«Três Mulheres no Beiral» – Um livro feito de palavras que nos alcançam

Começa hoje a viagem «Pelo Mundos dos Livros»

Analita Santos, que é autora e mentora literária, bem como colunista habitual do Sul Informação, estreia-se hoje, nas nossas páginas, nas andanças da crítica literária. Trata-se da nova rubrica que lançamos este sábado e que será mensal, denominada «Pelo Mundos dos Livros». Todos os artigos desta nova rubrica passam a ficar sempre disponíveis numa nova página, a que se pode aceder clicando no banner da secção «Pelo Mundos dos Livros».

 

«Naquela rua não faltavam pessoas e casas a precisar de conserto. Quando tudo aconteceu, já elas estavam nas últimas: Piedade e a casa, periclitando nuns oitenta e tal anos mal contados, sem maquilhagem que disfarçasse as rugas, nem as imperfeições de raiz, nem nenhum dos massacres que o tempo deixava à mostra, esperando a morte como quem aguardava vez numa fila».

É desta forma que se inicia o primeiro capítulo de «Três Mulheres no Beiral», de Susana Piedade, o seu terceiro livro de ficção, finalista do Prémio LeYa em 2021. O romance de estreia na literatura, «As Histórias Que Não Se Contam», chegou também às finais do Prémio LeYa em 2015, levando-nos a acreditar que a paixão de Susana Piedade pela escrita é um amor frutífero, daqueles duradoiros.

Nesta obra, a pena corre poética, sensível e cuidada ao abordar temas delicados como o abandono na velhice, a gentrificação e as complexidades familiares. Conforme escreveu Liev Tolstói, «Todas as famílias felizes se parecem; cada família infeliz é infeliz à sua maneira», e a família desta história tem a infelicidade como madrinha.
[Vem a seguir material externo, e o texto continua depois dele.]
PR #62, opened 2019-04-10
[http] Introduce two new config properties to modify http behavior an…

kumpera:
…d change the defaults.

Introduce http.timeout and http.certvalidation.

The first controls request timeout. Default value changes from 2 seconds to 30 seconds.
The second controls whether to check for server certificate errors. Default now is to always check.

There are few things to consider here.

- Whether we should be explicit about the default timeout or leave it up to the http client.
- If 30 seconds is a good or bad default

In addition to that, we should consider exposing the more http config knobs.


include/constants.h
```diff
@@ -34,6 +34,8 @@ namespace reinforcement_learning {  namespace name {
       const char *const  QUEUE_MODE = "queue.mode";
       const char *const  INTERACTION_FILE_NAME = "interaction.file.name";
       const char *const  OBSERVATION_FILE_NAME = "observation.file.name";
+      const char *const  HTTP_CLIENT_DISABLE_CERT_VALIDATION  = "http.certvalidation";
```
lokitoth: We should keep the negations of the constant name and the constant value similar. In other words, I would expect false to mean that we do cert validation when I read `HTTP_CLIENT_DISABLE_CERT_VALIDATION`, but the opposite when I read `http.certvalidation`.

include/constants.h
```diff
@@ -34,6 +34,8 @@ namespace reinforcement_learning {  namespace name {
...
+      const char *const  HTTP_CLIENT_TIMEOUT   = "http.timeout"; //timeout is in seconds, default is 30
```
jackgerrits: nit: comment style
```suggestion
      const char *const  HTTP_CLIENT_TIMEOUT   = "http.timeout"; // Timeout is in seconds, default is 30.
```

rlclientlib/utility/http_client.cc
```diff
@@ -4,9 +4,9 @@
 #include <chrono>
 
 namespace reinforcement_learning {
-  http_client::http_client(const char* url)
+  http_client::http_client(const char* url, const utility::configuration &cfg)
```
jackgerrits: nit: ref on type
```suggestion
  http_client::http_client(const char* url, const utility::configuration& cfg)
```

rlclientlib/utility/http_client.h
```diff
@@ -19,7 +20,7 @@ namespace reinforcement_learning {
 
   class http_client : public i_http_client {
   public:
-    http_client(const char* url);
+    http_client(const char* url, const utility::configuration &cfg);
```
jackgerrits: nit: ref on type
```suggestion
    http_client(const char* url, const utility::configuration& cfg);
```

rlclientlib/utility/http_helper.cc
```diff
@@ -1,15 +1,19 @@
 #include "http_helper.h"
+#include "constants.h"
 
 #include <chrono>
 
 namespace reinforcement_learning {
   namespace utility {
-    web::http::client::http_client_config get_http_config() {
+    web::http::client::http_client_config get_http_config(const utility::configuration &cfg) {
```
jackgerrits: nit: ref on typ
```suggestion
    web::http::client::http_client_config get_http_config(const utility::configuration& cfg) {
```

rlclientlib/utility/http_helper.cc
```diff
@@ -1,15 +1,19 @@
...
       web::http::client::http_client_config config;
 
-      config.set_validate_certificates(false);
-      // Set a timeout for network requests to avoid hanging too long because of network issues.
-      config.set_timeout(std::chrono::seconds(2));
+      config.set_validate_certificates(cfg.get_bool(name::HTTP_CLIENT_DISABLE_CERT_VALIDATION, false));
+      int timeout = cfg.get_int(name::HTTP_CLIENT_TIMEOUT, 30);
```
jackgerrits:
```suggestion
      const auto timeout = cfg.get_int(name::HTTP_CLIENT_TIMEOUT, 30);
```

rlclientlib/utility/http_helper.cc
```diff
@@ -1,15 +1,19 @@
...
+	    //Valid values are 1-30
+      if (timeout < 1 || timeout > 30)
+		    timeout = 30;
```
jackgerrits: tabs and spaces are mixed here

rlclientlib/utility/http_helper.h
```diff
@@ -1,8 +1,9 @@
 #pragma once
 #include <cpprest/http_client.h>
+#include "configuration.h"
 
 namespace reinforcement_learning { namespace utility {
 
-    web::http::client::http_client_config get_http_config();
+    web::http::client::http_client_config get_http_config(const utility::configuration &cfg);
```
jackgerrits:
```suggestion
    web::http::client::http_client_config get_http_config(const utility::configuration& cfg);
```

rlclientlib/utility/http_helper.cc
```diff
@@ -1,15 +1,19 @@
...
 namespace reinforcement_learning {
   namespace utility {
-    web::http::client::http_client_config get_http_config() {
+    web::http::client::http_client_config get_http_config(const utility::configuration &cfg) {
       web::http::client::http_client_config config;
 
-      config.set_validate_certificates(false);
-      // Set a timeout for network requests to avoid hanging too long because of network issues.
-      config.set_timeout(std::chrono::seconds(2));
+      config.set_validate_certificates(cfg.get_bool(name::HTTP_CLIENT_DISABLE_CERT_VALIDATION, false));
```
rajan-chari: Based on comments above, should this be HTTP_CLIENT_ENABLE_CERT_VALIDATION?

rajan-chari:
Looks good.  Would like to see response to HTTP_CLIENT_DISABLE_CERT_VALIDATION question/comments before merging.

rlclientlib/utility/http_helper.cc
kumpera: can't use const here as I change it down

rlclientlib/utility/http_helper.cc
kumpera: 🤦‍♂️

rlclientlib/utility/http_helper.cc
kumpera: No, it should be that, the logic in http_helper.cc is wrong

kumpera:
The last commit addresses the issues raised here.

PR #64, opened 2019-04-12
Adding the submodule update command to the readme to ensure everything is in sync.

QuinnDamerell-MS:
Currently the readme doesn't include a command to update the submodules in the cpprestsdk project after the checkout command. This should be in ran to make sure all of the submodules are in sync.


rajan-chari:
Merged.  Thanks

PR #67, opened 2019-04-17
Added client timestamp

rajan-chari:


rlclientlib/logger/event_logger.cc
```diff
@@ -1,15 +1,16 @@
...
 #include "ranking_event.h"
 #include "err_constants.h"
-
+#include "time_helper.h"
 namespace reinforcement_learning { namespace logger {
-  namespace u = utility;
 
   int interaction_logger::log(const char* event_id, const char* context, unsigned int flags, const ranking_response& response, api_status* status) {
-    return append(std::move(ranking_event::choose_rank(event_id, context, flags, response)), status);
+    const auto now = _time_provider != nullptr ? _time_provider->gmt_now() : timestamp();
```
ataymano: Isn't is better to have this logic inside default time_provider implementation? It reduces amount of copy-paste and allows us to make time_provider non-nullable, which seems to be safer.

rajan-chari: Yeah.  Good point.  I thought about that when implementing the null time provider factory.  That adds the cost of a virtual call to every rank/reward call.  Since we don't have a lot of places that need timestamps, I though this would be better.  I  am open to revisiting this in the future if this becomes an issue.

PR #73, opened 2019-05-08
Rajan/model file system loader

rajanjedi:
Load models from local file system.


rlclientlib/model_mgmt/file_model_loader.cc
```diff
@@ -0,0 +1,79 @@
...
+      if (!in_strm.good()) {
+        RETURN_ERROR_LS(_trace, status, file_open_error) << " file_name = " << _file_name;
+      }
+    }
+    return error_code::success;
+  }
+
+  int file_model_loader::get_data(model_data& data, api_status* status) {
+
+    std::ifstream in_strm(_file_name.c_str(), std::ios::in|std::ios::binary|std::ios::ate);
```
jackgerrits: How costly is opening the file? Perhaps we should check if it was modified prior to opening it?

ataymano: it is done on higher layer - see get_file_modified_time above,   which is called before

jackgerrits: But in the sequence of the get_data function, it is called after creating the ifstream object though?

ataymano: oh yes you right

yannstad:
Can this be merged?

rlclientlib/model_mgmt/file_model_loader.cc
rajan-chari: Does not happen in the hot path.   Not clear what the perf impact is.

rajan-chari:
@yannstad  Merged

PR #74, opened 2019-05-17
strong name signing changes

rajan-chari:
Changes to allow strong name signing from a trusted build source.


bindings/cs/rl.net/rl.net.csproj
```diff
@@ -26,4 +28,37 @@
...
+      <LastGenOutput>InternalsVisibleToTest.cs</LastGenOutput>
+    </None>
+    <Compile Include="InternalsVisibleToTest.cs" Exclude="@(Compile)">
+      <DesignTime>True</DesignTime>
+      <AutoGen>True</AutoGen>
+      <DependentUpon>InternalsVisibleToTest.tt</DependentUpon>
+    </Compile>
+  </ItemGroup>
+
+  <Target Name="OutputVars" BeforeTargets="Build">
```
lokitoth: Are these output vars still needed?

appveyor.yml
```diff
@@ -22,3 +22,6 @@ build_script:
   - .\build-windows.cmd
 test_script:
   - .scripts\test.cmd
+# Debug appveyor builds
```
lokitoth: Is this still needed?

bindings/cs/rl.net/rl.net.csproj
rajan-chari: Still have a number of steps to finish.  I'd like to merge this to release with this on.  Can get rid of if eventually.

appveyor.yml
rajan-chari: removed.

PR #77, opened 2019-05-24
Fix python bindings and update version to 0.1.2

yannstad:


ataymano:
Why do we have not latest version in docs?

yannstad:
> Why do we have not latest version in docs (0.1.3 vs 0.1.2)?

From now, the new current version is 0.1.2, and the wheel `rl_client-0.1.2-cp36-cp36m-linux_x86_64.whl` is publicly available.
So from now, if you generate new python bindings, the version will 0.1.3 as defined in setup.py.

PR #78, opened 2019-05-24
Provide troubleshooting instructions for OpenSSL on MacOS

jackgerrits:


kumpera:
This looks ok, but can't we search `brew` instead? https://github.com/VowpalWabbit/vowpal_wabbit/blob/master/CMakeLists.txt#L112

jackgerrits:
We could, I looked into it briefly but would need to spend more time working out the right search path to put in. Merging this in the mean time as an improvement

Na casa de Piedade — o lar que acompanha as emoções de quem lá vive, num uníssono de solidariedade material («Esvazia-se um quarto, mas não o coração»), com uma degradação evidente à medida que a história avança, sem escapar ao fim trágico —, as mulheres detêm o foco narrativo (o título é disso indicador); os homens são cinzentos, exceto o irreverente, oco e perigoso Eduardo, pelos piores motivos.

José Maria, pai de Eduardo, é outra das personagens masculinas, um homem hesitante, ambíguo, de existência interior vazia; um fugitivo dos problemas. Perde a mulher, os filhos, e vive como se não vivesse, arrastado pela vida. «Qualquer dia descobria a tal paragem nos confins da Areosa e apanhava aquele autocarro para “Sonhos”. Talvez encontrasse por lá os pais, a ex-mulher, os filhos, e fossem todos dar uma volta».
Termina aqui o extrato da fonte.